* _Work item_
Search the data below for the word "machine" and report how many lines contain it, with no added words.

----

PR #4149, opened 2022-07-25
Issue #5698: Ensure valid text format in file_admin view.

### LINKED ISSUE #5698: After D7 upgrade, no results in File Admin puts "Missing text format: filtered_html" in watchdog
## Description of the bug

After upgrading from D7, visiting the "Manage files" page at `admin/content/files` and entering a search term that gave no results puts a "Missing text format: filtered_html" error into watchdog.

Although recent D7 sites give the "Filtered HTML" text format the machine name `filtered_html`, older D7 sites used numeric machine names (for example, `1`).

## Steps To Reproduce

To reproduce the behavior:

1. Create a D7 website. Make sure it is old enough that its fallback text format (typically "Filtered HTML") has a numeric machine name (e.g., `1`), rather than `filtered_html` (if it has the latter, this issue won't arise). Or create a new text format to use as fallback format with a different machine name, and delete the `filtered_html` format.
2. Upgrade to Backdrop.
3. Visit `admin/content/files` and enter a search term that gives no results.
4. Visit watchdog at `admin/reports/dblog`. You will see the error.

## Additional information

Although recent D7 sites give the "Filtered HTML" text format the machine name `filtered_html`, older D7 sites used numeric machine names (for example, `1`). (Or site administrators might have created and designated a different fallback format.)

The View that provides this page (`views.view.file_admin.json`) is installed at upgrade time in `file_update_1000()`, and its "No results" value has the format set to `filtered_html`. If the Filtered HTML format had a machine name of `1`, though, it will result in this error.

A manual fix is easy enough to implement: edit the View and set the "No Results" format to one of the existing formats (one with proper sanitization, of course).

As a fix, the update should use `fiter_fallback_format()` to get the proper machine name and then use that.

bugfolder:
Fixes https://github.com/backdrop/backdrop-issues/issues/5698.


core/modules/file/file.install
```diff
@@ -1199,3 +1211,24 @@ function file_update_1008() {
...
+ * Ensures that the "no results" text in 'file_admin' view has a valid format.
+ */
+function file_update_1009() {
+  // Back in file_update_1000() we created this view containing 'filtered_html'
+  // as the "no results" text format, but if we were upgrading from a site that
+  // didn't contain that format, it results in an error. Here we ensure that the
+  // format for that text is a valid format and if it isn't, use the fallback
+  // format.
+  $view = views_get_view('file_admin');
+  if ($view) {
```
jenlampton: We need to check first if this view has been modified by site admins before we change it programatically. Can you pull its storage state first, wrap this in an "if default" check?  I believe there are some examples for other view updates (home page promoted view, for example) where you can see how this is done.

bugfolder: <strike>
Sorry, maybe I'm missing something. This update only changes the view if it has an invalid text format for the "No results" text (whether or not it has been modified by the site admin). So, IIUC, you're saying that if the View was modified by a site admin and has an invalid format, we should leave the invalid format alone? That we'd only fix the invalid format if the View hasn't been modified?

That seems like a less-desirable behavior. If the text format is invalid for any reason, surely using the fallback format is an improvement over the invalid format.

And it seems like a pretty common use case might be that the site admin has made a change elsewhere in the View without noticing that the "No results" format was invalid, and it would still be a good thing to correct the invalid format, even if they've modified the View.

Is there any use case where leaving the text format invalid is preferable to it being the fallback format?
</strike>

EDIT: Ah, I think I understand. They might not be using the `default` display.

bugfolder: Updated to check all displays of that view and fix if necessary.

jenlampton: You were right the first time. 

> So, IIUC, you're saying that if the View was modified by a site admin and has an invalid format, we should leave the invalid format alone? That we'd only fix the invalid format if the View hasn't been modified?

Yes, that's what I meant. This is the process we've used for all other config updates. If the [config thing] has been modified in any way from its default state, we should not update it in an update hook. We do this because it's possible that the [config thing] has been modified in some way that would make our change cause other problems, and since there are an infinite number of changes that we can't realistically test for, it's not worth worrying about the edgecases where the view has been modified. Instead, we catch the majority of cases where we know the change is safe to make (where the view is unchanged) and disregard any modified config.

bugfolder: This point was discussed in the issue (and I think is resolved), so I'm taking the liberty of marking the PR conversation resolved.

quicksketch:
Merged into 1.x and 1.26.x. Great work @bugfolder!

----

* _Solution to the problem_
5